Issue #4499, opened 2016-05-21
Processing 3.1.1 with P2D/P3D on raspberry pi: mouseButton is "0"


tibfox:
under raspberry pi with the current version of processing (3.1.1) and enabled P2D (no experimental open gl) 

Now I have an issue with mouseButton and its value. All I get is "0" :(  

```
void setup(){
  //size(200,200);
size(200,200,P2D);
}

void draw(){
}

void mousePressed(){
   println(mouseButton);
}
```

prints out "0". Without "P2D" in size() i got the correct value "37".

After activating the experimental open gl driver via raspi-config -> "37" as mouseButton LEFT

thanks in advance

gohai:
Thanks for the helpful bug report @tibfox. I'll look into it.

gohai:
Confirmed. Looks like a problem either in the Pi-specific backend in JOGL, or in the Broadcom GLES2 driver itself. I will report to the JOGL team.

All mouse mouse events lack the button information, like this one:

````MouseEvent[EVENT_MOUSE_CLICKED, [117]/[64], button 0, count 1, rotation [0.0, 0.0, 0.0] * 1.0, pointer<1>[0/Mouse: 117/64, p[0.0/1.0=0.0]], InputEvent[modifiers: [], NEWTEvent[source:jogamp.newt.driver.bcm.vc.iv.WindowDriver, consumed false, when:1463935695926 d 1ms]]]````

gohai:
https://jogamp.org/bugzilla/show_bug.cgi?id=1309

gohai:
@tibfox This will finally be fixed in the upcoming release of Processing. Thanks for the report!

tibfox:
Super thanks a lot !

benfry:
@gohai which release are you referring to? Is this part of #4911?

gohai:
@benfry Yes! (meant: an upcoming release)

@tibfox You could download an updated [jogl-all.jar](https://github.com/gohai/processing/raw/094f95e0537cac8fdd91f91351c618272acb761c/core/library/jogl-all.jar) already and replace the existing one in `core/libraries`, if you wanted.

Issue #4807, opened 2017-01-02
Might be a text spacing bug in retina mode


ioeb:
MacBook Pro (Retina, 13-inch, Late 2013)
Intel Iris 1536 MB
OS X El Capitan - 10.11.6 (15G1212)
Processing 3.2.3

These two test-programs running

Test1
```
void setup() {
  size(480,320,P3D);
  pixelDensity(1);  
}
 
void draw() {
  text("this is text",10,10);
}
```
<img width="481" alt="test1" src="https://cloud.githubusercontent.com/assets/6170045/21589161/5417ba4a-d0ef-11e6-9d95-d1dd2d227abe.png">

Test2
```
void setup() {
  size(480,320,P3D);
  pixelDensity(2);  
}
 
void draw() {
  text("this is text",10,10);
}
```
<img width="482" alt="test2" src="https://cloud.githubusercontent.com/assets/6170045/21589165/5a9f968a-d0ef-11e6-9435-85452803d506.png">

jeremydouglass:
I can confirm that I'm also seeing the same strange spacing on Test2 above ( `pixelDensity(2)` ) on a 2016 MacBook Pro (13-inch, 2016) running macOS 10.12.1.

codeanticode:
ok, will try to fix asap.

Issue #4728, opened 2016-11-05
P3D fails on MBP 2014 when running on 4k external at 4k


IanBellomy:
The following one line sketch:

    size(100,100,P3D);

crashes when connected to external Sony Bravia (or using it as the sole/primary screen) while using a resolution higher than 1080p on the Sony.

Processing provides the error: `"Could not run the sketch (Target VM failed to initialize),"`

If the TV's resolution is set to 1080p or less, no problem.
If I use only the laptop's built in (Retina) screen, I can do `size(3840,2160,P3D);` and higher with no problem.
I can also run gigantic P2D sketches on the external (at 4K) without this issue. 

I understand that the error message means that there is not enough available memory, but I'm not sure why this would be the case even when the sketch size is so small. 

**Specs:**
Processing 3.2.2 
OSX 10.11.6 
Macbook pro Retina, Mid 2014 (16GB RAM, NVIDIA GeForce GT 750M 2048 MB)
Sony Bravia 4K XBR49X830C (2015)
Connected via HDMI

benfry:
What about just `size(100, 100)` without the P3D?

IanBellomy:
No problem.

IanBellomy:
Possibly relevant?

. . .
==*==
### AIM OF THE TASK
Would you please give the number of lines in this material containing the string "mouseButton", with no further text?

### ANSWER SECTION
4